→ **Stored data entries**:
_ _ _ _

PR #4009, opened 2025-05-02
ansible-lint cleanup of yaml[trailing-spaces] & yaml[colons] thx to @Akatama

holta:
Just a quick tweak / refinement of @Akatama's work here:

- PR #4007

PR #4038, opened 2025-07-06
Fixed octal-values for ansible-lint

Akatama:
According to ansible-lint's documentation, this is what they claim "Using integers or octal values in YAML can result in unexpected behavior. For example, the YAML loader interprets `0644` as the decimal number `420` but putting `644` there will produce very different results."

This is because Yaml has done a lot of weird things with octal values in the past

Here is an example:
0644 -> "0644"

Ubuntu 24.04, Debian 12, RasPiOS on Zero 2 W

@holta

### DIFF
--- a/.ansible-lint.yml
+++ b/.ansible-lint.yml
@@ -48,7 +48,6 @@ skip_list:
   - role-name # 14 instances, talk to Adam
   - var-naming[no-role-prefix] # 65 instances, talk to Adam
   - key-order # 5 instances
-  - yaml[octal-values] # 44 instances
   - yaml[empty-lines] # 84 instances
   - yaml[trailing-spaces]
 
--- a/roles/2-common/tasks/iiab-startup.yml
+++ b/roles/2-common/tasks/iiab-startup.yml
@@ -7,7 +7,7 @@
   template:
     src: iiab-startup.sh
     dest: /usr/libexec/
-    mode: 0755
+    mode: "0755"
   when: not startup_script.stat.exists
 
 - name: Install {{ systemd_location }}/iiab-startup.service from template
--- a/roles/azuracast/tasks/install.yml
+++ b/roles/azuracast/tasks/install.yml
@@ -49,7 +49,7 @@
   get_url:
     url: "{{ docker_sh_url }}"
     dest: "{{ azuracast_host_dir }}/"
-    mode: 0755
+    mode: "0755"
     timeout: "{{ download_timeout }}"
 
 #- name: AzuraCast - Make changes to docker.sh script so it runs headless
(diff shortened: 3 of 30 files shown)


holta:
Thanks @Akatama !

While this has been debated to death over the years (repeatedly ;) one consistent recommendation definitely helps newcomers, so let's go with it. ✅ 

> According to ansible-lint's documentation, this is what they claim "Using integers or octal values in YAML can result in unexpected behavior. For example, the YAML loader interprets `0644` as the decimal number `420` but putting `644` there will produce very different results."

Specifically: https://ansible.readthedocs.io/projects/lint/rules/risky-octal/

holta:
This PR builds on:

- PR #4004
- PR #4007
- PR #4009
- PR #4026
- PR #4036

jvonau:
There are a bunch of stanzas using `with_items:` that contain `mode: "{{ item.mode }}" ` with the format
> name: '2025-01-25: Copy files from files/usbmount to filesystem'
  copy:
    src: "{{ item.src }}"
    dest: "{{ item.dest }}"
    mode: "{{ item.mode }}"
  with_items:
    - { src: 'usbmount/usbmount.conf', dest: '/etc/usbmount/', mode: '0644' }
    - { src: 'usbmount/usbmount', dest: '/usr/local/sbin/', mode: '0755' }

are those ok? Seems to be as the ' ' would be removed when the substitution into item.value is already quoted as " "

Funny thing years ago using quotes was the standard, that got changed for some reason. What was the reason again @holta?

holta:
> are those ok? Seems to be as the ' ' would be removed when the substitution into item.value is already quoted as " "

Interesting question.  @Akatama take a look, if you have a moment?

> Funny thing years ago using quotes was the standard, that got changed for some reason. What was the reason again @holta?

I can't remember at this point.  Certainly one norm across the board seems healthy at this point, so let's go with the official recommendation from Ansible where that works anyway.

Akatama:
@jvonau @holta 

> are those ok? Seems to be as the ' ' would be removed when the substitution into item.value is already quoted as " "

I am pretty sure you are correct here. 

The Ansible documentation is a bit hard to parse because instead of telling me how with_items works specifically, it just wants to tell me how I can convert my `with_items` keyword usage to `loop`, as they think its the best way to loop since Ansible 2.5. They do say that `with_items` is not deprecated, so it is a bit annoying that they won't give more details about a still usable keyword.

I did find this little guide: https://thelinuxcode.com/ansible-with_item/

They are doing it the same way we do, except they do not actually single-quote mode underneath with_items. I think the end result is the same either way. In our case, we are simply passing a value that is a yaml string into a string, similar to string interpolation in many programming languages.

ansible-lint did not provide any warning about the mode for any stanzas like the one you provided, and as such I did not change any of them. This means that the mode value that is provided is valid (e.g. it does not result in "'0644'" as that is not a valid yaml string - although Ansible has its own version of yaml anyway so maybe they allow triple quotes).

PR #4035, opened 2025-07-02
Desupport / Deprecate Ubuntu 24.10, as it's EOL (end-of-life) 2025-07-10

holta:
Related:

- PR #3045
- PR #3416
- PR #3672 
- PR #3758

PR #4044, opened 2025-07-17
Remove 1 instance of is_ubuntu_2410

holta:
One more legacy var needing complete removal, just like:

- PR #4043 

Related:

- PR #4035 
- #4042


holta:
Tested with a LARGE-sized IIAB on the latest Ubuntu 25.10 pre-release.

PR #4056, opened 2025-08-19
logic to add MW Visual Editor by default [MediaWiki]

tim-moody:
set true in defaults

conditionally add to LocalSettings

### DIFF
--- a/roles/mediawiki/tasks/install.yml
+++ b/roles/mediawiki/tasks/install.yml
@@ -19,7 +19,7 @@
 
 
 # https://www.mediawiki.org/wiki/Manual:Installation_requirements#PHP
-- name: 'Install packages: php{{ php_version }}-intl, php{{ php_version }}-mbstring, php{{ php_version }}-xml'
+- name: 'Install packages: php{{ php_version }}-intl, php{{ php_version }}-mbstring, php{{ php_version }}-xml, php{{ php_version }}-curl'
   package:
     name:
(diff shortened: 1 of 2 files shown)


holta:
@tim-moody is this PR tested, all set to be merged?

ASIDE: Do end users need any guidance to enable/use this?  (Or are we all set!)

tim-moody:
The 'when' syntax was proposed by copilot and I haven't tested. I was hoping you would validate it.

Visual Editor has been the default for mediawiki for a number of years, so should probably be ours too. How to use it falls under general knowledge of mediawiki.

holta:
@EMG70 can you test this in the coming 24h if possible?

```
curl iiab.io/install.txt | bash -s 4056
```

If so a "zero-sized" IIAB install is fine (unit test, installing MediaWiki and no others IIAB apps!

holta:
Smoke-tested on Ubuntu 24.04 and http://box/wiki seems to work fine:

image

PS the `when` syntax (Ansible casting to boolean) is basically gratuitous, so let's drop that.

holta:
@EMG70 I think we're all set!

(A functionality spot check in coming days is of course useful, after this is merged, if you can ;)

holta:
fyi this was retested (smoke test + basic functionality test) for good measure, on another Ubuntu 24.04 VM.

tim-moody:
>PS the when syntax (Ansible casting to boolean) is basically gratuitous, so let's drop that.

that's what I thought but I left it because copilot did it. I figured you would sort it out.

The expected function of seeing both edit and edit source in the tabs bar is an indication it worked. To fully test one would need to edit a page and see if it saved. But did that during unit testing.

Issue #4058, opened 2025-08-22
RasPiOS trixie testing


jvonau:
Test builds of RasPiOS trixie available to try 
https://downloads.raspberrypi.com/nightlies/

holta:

_ _ _ _

→ **WHAT IS BEING ASKED**: Please let your answer be exactly the lines from the one holding "that's what I" through the last line of the entries above, both ends included.

→ **RESULT OF THIS EXERCISE**:
that's what I thought but I left it because copilot did it. I figured you would sort it out.

The expected function of seeing both edit and edit source in the tabs bar is an indication it worked. To fully test one would need to edit a page and see if it saved. But did that during unit testing.

Issue #4058, opened 2025-08-22
RasPiOS trixie testing


jvonau:
Test builds of RasPiOS trixie available to try 
https://downloads.raspberrypi.com/nightlies/

holta:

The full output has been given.